PR #4287, opened 2025-12-31
Add `discard_spikes` to curation, and update to `v3`

### LINKED ISSUE #4261: Add `discard_spikes`/`clean_spikes` step in a curation v3
Right now, the curation has:
- `removed`: units to remove
- `merges`: unit groups to merge
- `splits`: unit to split into 2 or multiple sub-units

One another very common use case is to "clean" units. For example, if you have a nice and clean unit with a very nasty noisy event it's easy to remove (most) of those noisy spikes. Currently, to achieve this, one would need a 2 step curation: the first one to perform the split, the second to remove the "noisy" splitted unit.

This is to propose another "step" in the curation model (and make a version 3) which does both of the steps in one go! 
It should be very easy on the implementation side: the "discard_spikes" could be run as the first step, and internally perform splits whose units to remove would just be added to the `removed` units.

chrishalcrow:
Would close #4261

Docs: https://spikeinterface--4287.org.readthedocs.build/en/4287/modules/curation.html

(Note: PR looks big but mostly tests+docs - main changes are updating the id strategy in `sorting_tools.py` (~100 lines) and updating the `apply_merges` function (~50 lines))

This PR allows you to remove spikes from a unit during curation by specifying the following in your curation json file:

```
"discard_spikes": [
    {
        "unit_id": "u10",
        "indices": [
            56,
            57,
            59,
            60
        ]
    },
    {
        "unit_id": "u14",
        "indices": [
            123,
            321
        ]
    }
]
```

This new feature means that the curation format gets bumped to v3!

You can discard at the same time as merging and splitting.

Tricky bit 1
-----------
How to apply it to an analyzer. Decided to discard spikes at the same time as splitting. During the splitting step, we re-wrangle discard spikes into another split unit (call them "discard units") and keep track of the discard unit id. Then remove the full discard units after the splitting. This allows us to use the existing splitting machinery (including splitting extension etc) for discards - nice! 

Tricky bit 2
-----------
Much of the complexity is now related to the id strategy (ughh - why do we give the user THREE new id strategies!!!). It's difficult because we want a cleaned unit to retains its id. This is true even if there are other units which are just split, and the user is using the "append" or "split" new_unit_id_strategy.

So suppose the user does the following:

Unit 1: clean
Unit 2: split
Unit 3: clean and split

With strategy append, we want

Unit 1 -> Unit 1 + Unit 1 dirty 
Unit 2 -> Unit 4 + Unit 5
Unit 3 -> Unit 6 + Unit 7 + Unit 3 dirty

We do this by slotting in the dirty units into places we know to split later. For "append" strategy, I chose to put "Unit 1 dirty" to the last possible unit id, and unit 3 dirty to "unit 3". 

Other stuff
-----------

We have to do merges after splitting+discarding. This is because the spike indices change after merging. To avoid wrangling spike indices (gross!) we just do discarding first.

Tests to do:
- test curation format
- test v2 -> v3 update
- test actual discarding when also splitting / merging

### DIFF
--- a/src/spikeinterface/core/sorting_tools.py
+++ b/src/spikeinterface/core/sorting_tools.py
@@ -517,6 +517,7 @@ def apply_splits_to_sorting(
     sorting: BaseSorting,
     unit_splits: dict[int | str, list[list[int | str]]],
     new_unit_ids: list[list[int | str]] | None = None,
+    discard_spikes_unit_ids: list[list[int | str]] | None = None,
     return_extra: bool = False,
     new_id_strategy: str = "append",
 ):
@@ -543,6 +544,8 @@ def apply_splits_to_sorting(
         List of new unit_ids for each split. If given, it needs to have the same length as `unit_splits`.
         and each element must have the same length as the corresponding list of split indices.
         If None, new ids will be generated.
+    discard_spikes_unit_ids : list | None, default: None
+        List of units which contain spikes to discard.
     return_extra : bool, default: False
         If True, also return the new_unit_ids.
     new_id_strategy : "append" | "split", default: "append"
@@ -565,7 +568,11 @@ def apply_splits_to_sorting(
     # this is true when running via apply_curation
 
     new_unit_ids = generate_unit_ids_for_split(
-        sorting.unit_ids, unit_splits, new_unit_ids=new_unit_ids, new_id_strategy=new_id_strategy
+        sorting.unit_ids,
+        unit_splits,
+        new_unit_ids=new_unit_ids,
+        new_id_strategy=new_id_strategy,
+        discard_spikes_unit_ids=discard_spikes_unit_ids,
     )
     all_unit_ids = _get_ids_after_splitting(sorting.unit_ids, unit_splits, new_unit_ids)
     all_unit_ids = list(all_unit_ids)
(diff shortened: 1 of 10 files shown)


alejoe91:
Awesome Chris! Quick comment before diving into the PR:

> So suppose the user does the following:
>
> Unit 1: clean
> Unit 2: split
> Unit 3: clean and split

I don't think that clean and split should be allowed. We have rules so that a unit can either be removed, merged, split, and I would add discard. Does it simplify the new unit id logic?

src/spikeinterface/curation/curation_format.py
```diff
@@ -218,7 +218,85 @@ def apply_curation(
...
+                return_new_unit_ids=True,
+            )
+
+        if len(discard_spikes_unit_ids) > 0:
+            ids_to_remove = []
+            for new_id_set in new_ids:
+                if new_id_set[0] in discard_spikes_unit_ids or new_id_set[1] in discard_spikes_unit_ids:
+                    ids_to_remove.append(new_id_set[0])
+
+            curated_sorting_or_analyzer = curated_sorting_or_analyzer.remove_units(ids_to_remove)
```
alejoe91, line 297: Nice :)

src/spikeinterface/core/sorting_tools.py
```diff
@@ -691,46 +702,92 @@ def generate_unit_ids_for_split(old_unit_ids, unit_splits, new_unit_ids=None, ne
...
+        for split_indices in unit_splits.values():
+            highest_possible_unit_id += len(split_indices)
+
+    for unit_to_split, split_indices in unit_splits.items():
+
+        num_splits = len(split_indices)
+
+        # decide if unit is a simple discard, a simple split or a discard and split
+        just_discard = False
+        discard_and_split = False
```
alejoe91, line 749: Yeah I think this should not be allowed. A unit can be either split or cleaned, not both! This should simplify the logic a lot!

PR #4289, opened 2026-01-05
More possibilities for gt generation

yger:
Currently, one can not provide custom parameters to the drifting_gt generation. This PR fixes such behavior, such that users can not provide their own sorting, NoiseGenerator, Template kwargs, ... in order to reproduce more closely one behavior or refine benchmarks

### DIFF
--- a/src/spikeinterface/generation/drifting_generator.py
+++ b/src/spikeinterface/generation/drifting_generator.py
@@ -435,8 +435,9 @@ def generate_drifting_recording(
         num_units = sorting.get_num_units()
         sampling_frequency = sorting.sampling_frequency
         if sorting._recording is not None:
-            assert sorting.get_total_duration() == duration, "Sorting should have the same duration as the generated data"
-            
+            assert (
+                sorting.get_total_duration() == duration
+            ), "Sorting should have the same duration as the generated data"
 
     # probe
     if probe is None:


src/spikeinterface/generation/drifting_generator.py
```diff
@@ -406,12 +421,31 @@ def generate_drifting_recording(
...
+            durations=[
+                duration,
+            ],
+            **generate_sorting_kwargs,
+            seed=seed,
+        )
+    else:
+        num_units = sorting.get_num_units()
+        sampling_frequency = sorting.sampling_frequency
+        if sorting._recording is not None:
```
samuelgarcia, line 437: This is very strange. Why would the sorting have an attached recording, we want to generate it.

src/spikeinterface/generation/drifting_generator.py
```diff
@@ -420,20 +454,34 @@ def generate_drifting_recording(
...
+            unit_displacements,
+            displacement_vectors,
+            displacement_unit_factor,
+            displacement_sampling_frequency,
+            displacements_steps,
+        ) = generate_displacement_vector(
+            duration, unit_locations[:, :2], seed=seed, **generate_displacement_vector_kwargs
+        )
+    else:
+        (
```
samuelgarcia, line 480: I would make a dict no ? Or at least a named tuple.

src/spikeinterface/generation/drifting_generator.py
```diff
@@ -493,13 +531,14 @@ def generate_drifting_recording(
...
-        **generate_noise_kwargs,
-    )
+    if noise is None:
+        noise = generate_noise(
+            probe=probe,
+            sampling_frequency=sampling_frequency,
+            durations=[duration],
+            seed=seed,
+            **generate_noise_kwargs,
+        )
```
samuelgarcia, line 543: else:
we need to check the duration

src/spikeinterface/generation/drifting_generator.py
yger: Yes, but you can have a first generation, obtain a sorting, and then you might want to take the duration of this first data. But agreed, this might be not needed

src/spikeinterface/generation/drifting_generator.py
yger: I don't know, this was to be consistent, but I can make it a dict if you prefer

src/spikeinterface/generation/drifting_generator.py
yger: right, I'll do that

━━━━━━

Out of the listing above, reproduce exactly the lines from the one with "You can discard" up to and including the one with "-543,6 +544,8 @@".

§ **Completed task**
You can discard at the same time as merging and splitting.

Tricky bit 1
-----------
How to apply it to an analyzer. Decided to discard spikes at the same time as splitting. During the splitting step, we re-wrangle discard spikes into another split unit (call them "discard units") and keep track of the discard unit id. Then remove the full discard units after the splitting. This allows us to use the existing splitting machinery (including splitting extension etc) for discards - nice! 

Tricky bit 2
-----------
Much of the complexity is now related to the id strategy (ughh - why do we give the user THREE new id strategies!!!). It's difficult because we want a cleaned unit to retains its id. This is true even if there are other units which are just split, and the user is using the "append" or "split" new_unit_id_strategy.

So suppose the user does the following:

Unit 1: clean
Unit 2: split
Unit 3: clean and split

With strategy append, we want

Unit 1 -> Unit 1 + Unit 1 dirty 
Unit 2 -> Unit 4 + Unit 5
Unit 3 -> Unit 6 + Unit 7 + Unit 3 dirty

We do this by slotting in the dirty units into places we know to split later. For "append" strategy, I chose to put "Unit 1 dirty" to the last possible unit id, and unit 3 dirty to "unit 3". 

Other stuff
-----------

We have to do merges after splitting+discarding. This is because the spike indices change after merging. To avoid wrangling spike indices (gross!) we just do discarding first.

Tests to do:
- test curation format
- test v2 -> v3 update
- test actual discarding when also splitting / merging

### DIFF
--- a/src/spikeinterface/core/sorting_tools.py
+++ b/src/spikeinterface/core/sorting_tools.py
@@ -517,6 +517,7 @@ def apply_splits_to_sorting(
     sorting: BaseSorting,
     unit_splits: dict[int | str, list[list[int | str]]],
     new_unit_ids: list[list[int | str]] | None = None,
+    discard_spikes_unit_ids: list[list[int | str]] | None = None,
     return_extra: bool = False,
     new_id_strategy: str = "append",
 ):
@@ -543,6 +544,8 @@ def apply_splits_to_sorting(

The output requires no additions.